Al ver que Thorgest se mantenía árido ante sus encantos, se levantó de un salto y fue a buscar entre los víveres.
—¿Sabes qué tengo aquí en esta vasija? —preguntó. Thorgest negó con la cabeza—. He estado preparándolo para ti. Es para que te sientas como en casa y te recuperes pronto.
—No puede ser. ¿Es posible que hayas conseguido nabid? Hace mil lunas que no lo pruebo. ¿Cómo es posible? —preguntó sorprendido.
—Lo hice yo misma. Con la mejor miel de la isla.
—¿Es por eso que desapareces todas las mañanas? ¿Hay alguna cueva cerca donde lo conservas fermentando?
—El nabid y también el caballo que nos trajo hasta aquí. ¿O qué crees que comemos cada noche? Lo tengo en una cueva montaña arriba, donde la carne se mantiene fresca, nunca se había conocido un verano tan caluroso. Aun así, no falta mucho para que las larvas de mosca lo pudran por completo —sentenció resignada como quien sabe que se le acaba el tiempo y no ve cumplidos sus propósitos.
Él tomó la vasija en su mano y la alzó al aire:
—Por los amigos que cayeron en la batalla —dijo, y bebió de ella antes de dársela a la joven.
—Por los que vendrán a luchar a nuestro lado —dijo ella. Y bebió.
Thorgest no entendió mucho el significado de aquellas palabras.
—Buen trabajo. Este nabid se puede comparar al mejor de los que he probado.
—Gracias, toma, bebe —dijo ella con malicia—. Esta noche yo seré tu reina.

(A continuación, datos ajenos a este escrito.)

PR #401, opened 2026-08-05
Add coverage and generative risk gates

DarriEy:
Enforces the measured 66 percent repository coverage floor in CI. Adds Hypothesis properties and a rule-based allocation state machine. Also caps Kelly sizing at available bankroll after the generative suite exposed that missing defensive bound. Verified: 2115 passed, 5 skipped, 66.3 percent coverage; focused suite 11 passed; Ruff and diff checks clean.


DarriEy:
Review (Claude, 2026-08-05, incl. amendment d9b3b35):

**The PR's substance is good and verified**: the Kelly bankroll bound is exactly the kind of defect generative testing exists to surface — it never binds in production (the stake ceiling sits far below bankroll) but closes a real hole for any future call site; kelly.py is outside every strategy_version hash, so clock-safe. The property tests are well-shaped (finite/non-negative/capped invariants, YES/NO mirroring, and a stateful capital-conservation machine with bounded examples), and hypothesis lands dev-extra only — the runtime image is untouched.

**One merge-blocker found empirically and fixed on the branch**: the 66% floor was measured at the branch point (66.3%), but five merges later, today's main measures **65.86%** in the CI-identical uv --frozen environment — the ratchet was red on arrival. Amendment d9b3b35 calibrates the floor to 65 (still fails any real regression; headroom for cross-environment measurement drift) and rewrites both comments so future raises follow a fresh measure on main, never speculation. Re-verified after amendment: 2108 passed, coverage 65.86% >= 65.0%, exit 0.

Verdict: MERGE-READY as amended.

PR #402, opened 2026-08-05
Bound concurrent paper experiments

DarriEy:
Winds down settlement_arb and the Kalshi resolution_lens arm after their preregistered two-week clocks expired, while preserving historical evidence and normal position exits. Adds a fail-closed 12-family paper-experiment capacity limit; tracked defaults now use 11 slots. Documents start/review/wind-down requirements and adds regression tests. Verified: 2123 passed, 5 skipped; 35 focused settings tests passed; Ruff and diff checks clean.

### DIFF
--- a/config/defaults.yaml
+++ b/config/defaults.yaml
@@ -1147,8 +1147,12 @@ settlement_arb:
   # is ALREADY PUBLISHED and deterministically satisfies/fails the criterion, and
   # the market hasn't repriced (the lag is the edge). No forecasting; the LLM only
   # extracts the predicate (adversarially verified, cached). PAPER-FORCED, own
-  # graduation cell. DEFAULT OFF — flip enabled:true to start the 2-week spike.
-  enabled: true      # spike STARTED 2026-06-26 — 2wk paper measurement
+  # graduation cell. The spike ran 2026-06-26 through its preregistered
+  # 2-week endpoint (2026-07-10). WOUND DOWN 2026-08-05 pending adjudication:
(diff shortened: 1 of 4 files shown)


DarriEy:
Review (Claude, 2026-08-05): **governance-as-code done properly, MERGE-READY** — with two findings the PR body could not have seen, both verified against the operator config and live DB, neither blocking:

1. **Hidden clock cost, measured and acceptable**: resolution_lens.kalshi_enabled lives inside the hashed resolution_lens section (only IBKR sections get _scope_config'd), so this flip re-versions the STILL-RUNNING Polymarket lens family and restarts its 14-day holdout. Measured cost: the family's current version is 6 days old with THREE decision snapshots — the reset discards almost nothing. The wound-down Kalshi arm produced 2 decisions on its current version, which rather proves the capacity thesis. Worth knowing this class of edit carries that cost; here it is trivially affordable.

2. **Boot safety under the runtime override verified**: the fail-closed validator runs at Settings construction, and the live bot boots with the gitignored operator config, not tracked defaults. Probed with the real runtime file: 8/12 active paper trials (live-promoted strategies correctly drop out of the paper count) — four slots of headroom, next deploy boots clean.

Both wind-down clock claims verify from the diff's own removed comments (spike started 2026-06-26; Kalshi restart 07-03 → 07-17). Evidence retention claim is structurally sound — exits/settlements run engine-level, not pillar-level. Full gauntlet rebased over current main: 2114 passed, coverage 65.87% ≥ 65.0, ruff clean.

Verdict: MERGE-READY.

El hidromiel corría por sus cuerpos y la cabaña parecía más pequeña. Copularon como auténticos animales por todas partes. Se magullaron, se golpearon e incluso a Thorgest se le abrió la herida de nuevo, pero nada parecía importarles. Aquel brebaje les había vuelto locos por completo. Las ropas arrancadas. Literalmente, se estaban comiendo el uno al otro. Las chupadas dejaban cardenales por todo el cuerpo. El nabid era muy conocido en todo occidente por el poder de enajenación mental que tenía en quien lo bebía, y los vikingos lo adoraban. En tal estado de embriaguez, la joven encontró un momento para pensar con claridad y se sonrió; tantas cópulas seguidas no podían fallar. Hacía dos semanas que había manchado de sangre. Todo iba bien. Cuando hubieron agotado hasta la última gota de la vasija y de sus cuerpos, cayeron rendidos y desnudos uno al lado del otro frente al fuego.
—¿Cuál es tu nombre, irlandesa? —preguntó él intentando recuperar el aliento.
—Me llaman Eimear —contestó ella sin sorprenderse de que no se lo hubiese preguntado todavía el tiempo que llevaban en la cabaña.
—Nombre de leyenda, te hace justicia —dijo para sí el joven vikingo.